Elenora Knopf PA conservation figure

Eleanora Frances Bliss Knopf

July 15, 1883 - January 21, 1974

Eleanora Frances Bliss Knopf, an only child, was born in Rosemont Pennsylvania. Eleanora attended the Florence Baldwin School, adjacent to Bryn Mawr College. After finishing school, she enrolled at Bryn Mawr in 1900, graduating in 1904 with a bachelor’s degree in chemistry and a master’s degree in geology. Still eager for knowledge, she earned her Ph.D. in geology from Bryn Mawr College in 1912.

Eleanora’s first career position was with the United States Geological Survey (USGS) as a geology aide in Washington D.C. In 1913, Eleanora announced, independently, in the American Museum of Natural History Bulletin her discovery of the mineral glaucophane in Pennsylvania. This mineral had previously never been found east of the Pacific Coast in America. The USGS granted her a promotion to assistant geologist in 1917.

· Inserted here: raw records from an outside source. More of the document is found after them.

Issue #279, opened 2019-09-24
AddHealthCheckEndpoint  Question


eobeda:
Feature: HealthChecks-UI

When using the AddHealthCheckEndpoint setting, I'd like to use a relative path or find a way to extract the IIS in-process address and port that the site in running under.
```
 services.AddHealthChecksUI("healthchecksdb", setupSettings =>
 {
     setupSettings.AddHealthCheckEndpoint("Name", "url relative path");
 }
```
I found the options for "UseRelativeApiPath" during config, but setting it to true doesn't seem to control the AddHealthCheckEndpoint  parsing
```
  config.MapHealthChecksUI(setup =>
                    {          
                        setup.UseRelativeApiPath=true;
```

Any suggestions ?
Thanks
Ed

In 1920, Eleanora married Adolf Knopf, a co-worker at USGS. The couple moved to New Haven, where he became a professor at Yale University.

In 1925, she began a new USGS assignment, studying the Stissing Mountain region along the New York-Connecticut border that would require her attention for the rest of her career. This area proved difficult to examine due to thrust faults. In order to study this region, Knopf looked overseas for new methods of analysis. She chose the method of petrography (study of texture, grain orientation, and history of rocks) started by Bruno Sander of Innsbruck University. Knopf translated Sander’s work and used it for the next forty years in the United States. Knopf’s publication, Structural Petrology, was ensued by a succession of remarkable appointments in the Geological Society of America and the National Research Council.

Knopf and her husband moved in 1951 to Stanford University where she became a research associate in the geology department. She accompanied her husband on several studies in the Rocky Mountains until his death in 1966. Eleanora enjoyed a healthy life, until she passed away in January of 1974 in Menlo Park, California.